Our Approach: Detect service pressure through phase timing anomalies (Parse+Plan >1ms, Fetch >5ms/doc, etc.) which indicate resource contention.
Advantage: Works with slow-query-only data and directly identifies which service (Query, Data, Index, CPU) is under pressure.

💡 Recommendation: Queries with Flag H (System-Wide Pressure) indicate cluster-level resource exhaustion. Immediate action required: scale horizontally, optimize workload, or implement query throttling. Monitor individual service flags (A-G) to identify specific bottlenecks for targeted optimization.

Glossary of Terms

scanConsistency

Controls freshness vs performance of index scans.

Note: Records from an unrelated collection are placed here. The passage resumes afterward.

PR #115, opened 2020-12-18
Load NuGet assemblies

### LINKED ISSUE #86: Should MSBuildLocator handle loading of NuGet assemblies?
Using this with .NET sdk 3.1.X - I get errors like the following if I run any build targets.

```txt
Build FAILED.

/usr/local/share/dotnet/sdk/3.1.102/Sdks/Microsoft.NET.Sdk/targets/Microsoft.NET.Sdk.FrameworkReferenceResolution.targets(59,5): error MSB4018: The "ProcessFrameworkReferences" task failed unexpectedly.
/usr/local/share/dotnet/sdk/3.1.102/Sdks/Microsoft.NET.Sdk/targets/Microsoft.NET.Sdk.FrameworkReferenceResolution.targets(59,5): error MSB4018: System.IO.FileNotFoundException: Could not load file or assembly 'NuGet.Frameworks, Version=5.4.0.2, Culture=neutral, PublicKeyToken=31bf3856ad364e35'. The system cannot find the file specified.
/usr/local/share/dotnet/sdk/3.1.102/Sdks/Microsoft.NET.Sdk/targets/Microsoft.NET.Sdk.FrameworkReferenceResolution.targets(59,5): error MSB4018:
/usr/local/share/dotnet/sdk/3.1.102/Sdks/Microsoft.NET.Sdk/targets/Microsoft.NET.Sdk.FrameworkReferenceResolution.targets(59,5): error MSB4018: File name: 'NuGet.Frameworks, Version=5.4.0.2, Culture=neutral, PublicKeyToken=31bf3856ad364e35'
/usr/local/share/dotnet/sdk/3.1.102/Sdks/Microsoft.NET.Sdk/targets/Microsoft.NET.Sdk.FrameworkReferenceResolution.targets(59,5): error MSB4018:    at System.Linq.Enumerable.WhereEnumerableIterator`1.ToList()
/usr/local/share/dotnet/sdk/3.1.102/Sdks/Microsoft.NET.Sdk/targets/Microsoft.NET.Sdk.FrameworkReferenceResolution.targets(59,5): error MSB4018:    at System.Linq.Enumerable.ToList[TSource](IEnumerable`1 source)
/usr/local/share/dotnet/sdk/3.1.102/Sdks/Microsoft.NET.Sdk/targets/Microsoft.NET.Sdk.FrameworkReferenceResolution.targets(59,5): error MSB4018:    at Microsoft.NET.Build.Tasks.ProcessFrameworkReferences.ExecuteCore()
/usr/local/share/dotnet/sdk/3.1.102/Sdks/Microsoft.NET.Sdk/targets/Microsoft.NET.Sdk.FrameworkReferenceResolution.targets(59,5): error MSB4018:    at Microsoft.NET.Build.Tasks.TaskBase.Execute()
/usr/local/share/dotnet/sdk/3.1.102/Sdks/Microsoft.NET.Sdk/targets/Microsoft.NET.Sdk.FrameworkReferenceResolution.targets(59,5): error MSB4018:    at Microsoft.Build.BackEnd.TaskExecutionHost.Microsoft.Build.BackEnd.ITaskExecutionHost.Execute()
/usr/local/share/dotnet/sdk/3.1.102/Sdks/Microsoft.NET.Sdk/targets/Microsoft.NET.Sdk.FrameworkReferenceResolution.targets(59,5): error MSB4018:    at Microsoft.Build.BackEnd.TaskBuilder.ExecuteInstantiatedTask(ITaskExecutionHost taskExecutionHost, TaskLoggingContext taskLoggingContext, TaskHost taskHost, ItemBucket bucket, TaskExecutionMode howToExecuteTask)
/usr/local/share/dotnet/sdk/3.1.102/Sdks/Microsoft.NET.Sdk/targets/Microsoft.NET.Sdk.FrameworkReferenceResolution.targets(59,5): error MSB4018:
/usr/local/share/dotnet/sdk/3.1.102/Sdks/Microsoft.NET.Sdk/targets/Microsoft.NET.Sdk.FrameworkReferenceResolution.targets(59,5): error MSB4018:
    0 Warning(s)
    1 Error(s)
```

I think that's happening here is that the tasks assembly `Microsoft.NET.Build.Tasks.dll` has references to NuGet's assemblies. If this were running as part of a dedicated msbuild process it would be fine because these would be in the load context. However since I'm hosting msbuild in my process they are not. 

I was able to work around this with my own assembly resolve handler, but it doesn't feel good to maintain a lot of assemblies that msbuild is usually responsible for providing.

Forgind:
This is based off of #107. Review that first.

That PR means we won't error if you load an assembly that we also know how to load. This PR teaches MSBuildLocator how to find NuGet assemblies in VS scenarios.

Fixes #86.


src/MSBuildLocator/MSBuildLocator.cs
```diff
@@ -210,6 +210,15 @@ Assembly TryLoadAssembly(AssemblyName assemblyName)
                         return assembly;
                     }
 
+                    // Finds and loads NuGet assemblies if msbuildPath is in a VS installation
```
rainersigwald, line 213: should this be wrapped in an `#if NETFRAMEWORK` or something so we don't waste the time on Core?

src/MSBuildLocator/MSBuildLocator.cs
```diff
@@ -210,6 +210,15 @@ Assembly TryLoadAssembly(AssemblyName assemblyName)
...
+                    targetAssembly = Path.GetFullPath(Path.Combine(msbuildPath, "..", "..", "..", "Common7", "IDE", "CommonExtensions", "Microsoft", "NuGet", assemblyName.Name + ".dll"));
```
rainersigwald, line 214: Instead of hardcoding this relative path, should we add an argument 

```C#
public static void RegisterMSBuildPath(string msbuildPath, string[] additionalDirectories)
```

And use that in `RegisterInstance`?

src/MSBuildLocator/MSBuildLocator.cs
```diff
@@ -139,14 +139,40 @@ public static void RegisterInstance(VisualStudioInstance instance)
         /// </param>
         public static void RegisterMSBuildPath(string msbuildPath)
         {
-            if (string.IsNullOrWhiteSpace(msbuildPath))
+            RegisterMSBuildPath(new string[] {
+                msbuildPath
+#if NET46
```
rainersigwald, line 144: I think this needs an if-not-mono, right?

src/MSBuildLocator/MSBuildLocator.cs
```diff
@@ -139,14 +139,40 @@ public static void RegisterInstance(VisualStudioInstance instance)
...
+        public static void RegisterMSBuildPath(string[] msbuildSearchPaths)
+        {
+            if (msbuildSearchPaths.Length < 1)
+            {
+                throw new ArgumentException("Must provide at least one search path to RegisterMSBuildPath.");
+            }
+            if (msbuildSearchPaths.Any(string.IsNullOrWhiteSpace))
             {
-                throw new ArgumentException("Value may not be null or whitespace", nameof(msbuildPath));
+                throw new ArgumentException("Value may not be null or whitespace", nameof(msbuildSearchPaths));
```
rainersigwald, line 170: Include index of bogus entry?

src/MSBuildLocator/MSBuildLocator.cs
```diff
@@ -202,21 +228,15 @@ Assembly TryLoadAssembly(AssemblyName assemblyName)
...
-                    targetAssembly = Path.GetFullPath(Path.Combine(msbuildPath, "..", "..", "..", "Common7", "IDE", "CommonExtensions", "Microsoft", "NuGet", assemblyName.Name + ".dll"));
-                    if (File.Exists(targetAssembly))
-                    {
-                        assembly = Assembly.LoadFrom(targetAssembly);
-                        loadedAssemblies.Add(assemblyName.FullName, assembly);
-                        return assembly;
+                        string targetAssembly = Path.Combine(msbuildPath, assemblyName.Name + ".dll");
+                        if (File.Exists(targetAssembly))
+                        {
+                            assembly = Assembly.LoadFrom(targetAssembly);
```
rainersigwald, line 236: Not unique to this PR but should we improve error handling here? Like if LoadFrom fails because it exists but is a native DLL or something? Shouldn't be a major problem since the naming we're searching is very restricted.

src/MSBuildLocator/MSBuildLocator.cs
Forgind: I agree, but it's worth noting that without it, it would just do an extra check without actually failing.

Forgind: Also occurred to me that we don't support mono quite yet, but that's changing soon.

src/MSBuildLocator/MSBuildLocator.cs
Forgind: 0-indexed or 1-indexed? I made it 1-indexed but would be happy to change it.

src/MSBuildLocator/MSBuildLocator.cs
Forgind: I haven't checked to see what (or how bad) the error message is for an invalid dll, but it would seem unnecessarily confusing to put out two assemblies with identical names and extensions in (at least roughly) the same spot.

rainersigwald: Yeah, let's just leave it.

src/MSBuildLocator/MSBuildLocator.cs
```diff
@@ -139,14 +139,50 @@ public static void RegisterInstance(VisualStudioInstance instance)
         /// </param>
         public static void RegisterMSBuildPath(string msbuildPath)
         {
-            if (string.IsNullOrWhiteSpace(msbuildPath))
+            RegisterMSBuildPath(new string[] {
+                msbuildPath
+#if NET46 && !MONO
```
rainersigwald, line 144: Because mono runs "unmodified" .NET Framework binaries, it doesn't usually get a compile-time constant (and can't easily have a specific binary in a NuGet package). I think this check would need to happen at runtime and use `IsRunningOnMono` introduced in #82. Since that isn't landed yet, let's just drop it here and add a note to that PR to merge this and add the check?

rainersigwald (approved):

src/MSBuildLocator/MSBuildLocator.cs
Forgind: Sounds good to me.

Forgind, line 144:
```suggestion
#if NET46
```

not_bounded (unbounded) — fastest; may return slightly stale results.
at_plus — waits for indexes to catch up to last known mutation time.
request_plus — strongest; indexes sync to this request’s timestamp (slowest).

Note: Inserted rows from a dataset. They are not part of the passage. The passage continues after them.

PR #116, opened 2020-12-24
Analyzer

### LINKED ISSUE #67: Roslyn Analyzer
There's  a very common problem using Locator, which is that the natural code change to use it:

```diff
 void DoStuff()
 {
+    MSBuildLocator.RegisterDefaults();
     var project = new Microsoft.Build.Evaluation.Project(projectPath);
```

Doesn't work, because .NET loads all types referenced in a method before executing that method, so it tries to load MSBuild APIs before the Locator has made that possible.

#64 is one example of this but there have been a ton.

We can't fix this in the deployed code, because it won't have been loaded in time to do anything.

It might be possible, though, to create a Roslyn analyzer that ships as part of this package that checks to make sure there are no MSBuild APIs in a method that calls the locator. That would make things much easier for new users.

Guidance: use unbounded for analytics, at_plus for recent writes, request_plus for strict freshness.

serviceTime

Calendar time actively executing the query, including waits on Index/Data/FTS services.

High vs elapsedTime → execution is the bottleneck.
Dominated by servTime in profiling → external services are slow.

See timing relationships

elapsedTime

Total end-to-end time: queuing + execution + result transmission.

elapsedTime ≫ execution/service → queuing or large result transfer.
Large resultSize or slow network stretches elapsedTime.

See timing diagram

executionTime

Pure query processing time in the Query service (parse → plan → execute), excluding waits on services and result transmission.

High values indicate computational complexity or inefficient plans.
Optimize via EXPLAIN, better indexes (covering), and simplified logic.
Context: see Performance Data for metric relationships.

cpuTime

Cumulative CPU across threads; may exceed wall time due to parallelism.

cpuTime ~ serviceTime → CPU‑bound workload.
Check sorts, aggregations, and complex expressions.

kernTime

Time the OS kernel spends scheduling the query’s threads (waiting for a CPU), not doing useful work.

High kernTime → CPU contention/overload; threads compete for cores.
Check node CPU metrics, thread counts, and co-located services; reduce concurrency or add cores.
Per operator: time ≈ execTime + servTime + kernTime; high kernTime stretches execution/elapsed time.

See also: Performance Data and System & Node Impact.

state

Execution status of a request.

completed — finished successfully
running — currently executing
cancelled — terminated before completion
timeout — exceeded configured timeout
error — failed; inspect errors

usedMemory

Peak document memory used (requires memory_quota).

High values indicate big payloads, large sorts/aggregations, or inefficient scans.
Correlate with resultSize and phase patterns; consider LIMIT/covering indexes.